Entries supplied:
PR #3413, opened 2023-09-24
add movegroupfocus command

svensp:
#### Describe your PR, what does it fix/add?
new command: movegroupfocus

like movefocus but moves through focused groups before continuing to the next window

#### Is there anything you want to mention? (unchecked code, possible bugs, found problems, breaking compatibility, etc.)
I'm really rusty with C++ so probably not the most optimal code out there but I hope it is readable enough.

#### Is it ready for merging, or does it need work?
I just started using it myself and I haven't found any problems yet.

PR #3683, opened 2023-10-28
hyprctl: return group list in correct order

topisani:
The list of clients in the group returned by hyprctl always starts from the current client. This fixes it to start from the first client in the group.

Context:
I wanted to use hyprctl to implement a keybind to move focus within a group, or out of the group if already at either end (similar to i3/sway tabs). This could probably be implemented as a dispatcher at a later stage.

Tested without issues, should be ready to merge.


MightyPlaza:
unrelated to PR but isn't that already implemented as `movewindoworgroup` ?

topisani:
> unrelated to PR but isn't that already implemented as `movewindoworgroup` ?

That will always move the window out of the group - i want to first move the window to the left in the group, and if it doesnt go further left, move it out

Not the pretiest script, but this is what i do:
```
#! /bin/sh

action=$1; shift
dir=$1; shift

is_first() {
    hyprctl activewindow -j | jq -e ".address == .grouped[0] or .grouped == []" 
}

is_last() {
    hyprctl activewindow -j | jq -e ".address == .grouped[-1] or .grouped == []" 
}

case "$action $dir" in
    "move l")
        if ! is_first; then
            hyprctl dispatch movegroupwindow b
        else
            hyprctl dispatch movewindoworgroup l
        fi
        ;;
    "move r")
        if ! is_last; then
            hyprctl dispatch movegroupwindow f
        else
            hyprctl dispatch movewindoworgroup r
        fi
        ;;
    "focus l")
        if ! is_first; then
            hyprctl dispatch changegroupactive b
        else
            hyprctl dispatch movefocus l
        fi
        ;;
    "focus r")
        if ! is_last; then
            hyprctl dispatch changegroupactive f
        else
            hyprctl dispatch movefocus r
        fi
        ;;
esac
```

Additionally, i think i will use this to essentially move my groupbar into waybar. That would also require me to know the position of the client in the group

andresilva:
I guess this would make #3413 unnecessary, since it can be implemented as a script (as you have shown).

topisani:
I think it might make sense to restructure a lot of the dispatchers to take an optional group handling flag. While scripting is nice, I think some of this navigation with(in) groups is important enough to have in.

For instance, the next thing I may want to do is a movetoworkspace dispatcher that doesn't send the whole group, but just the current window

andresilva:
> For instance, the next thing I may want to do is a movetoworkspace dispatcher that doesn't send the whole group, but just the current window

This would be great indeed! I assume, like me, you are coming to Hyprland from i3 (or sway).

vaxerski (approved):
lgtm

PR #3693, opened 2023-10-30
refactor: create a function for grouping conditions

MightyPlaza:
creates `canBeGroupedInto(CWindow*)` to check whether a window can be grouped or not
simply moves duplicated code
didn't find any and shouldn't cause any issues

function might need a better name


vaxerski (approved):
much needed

Prompt:
The answer should consist solely of the lines from the first line above through the one with "#### Is it ready", both included, repeated exactly.

Task output:
PR #3413, opened 2023-09-24
add movegroupfocus command

svensp:
#### Describe your PR, what does it fix/add?
new command: movegroupfocus

like movefocus but moves through focused groups before continuing to the next window

#### Is there anything you want to mention? (unchecked code, possible bugs, found problems, breaking compatibility, etc.)
I'm really rusty with C++ so probably not the most optimal code out there but I hope it is readable enough.

#### Is it ready for merging, or does it need work?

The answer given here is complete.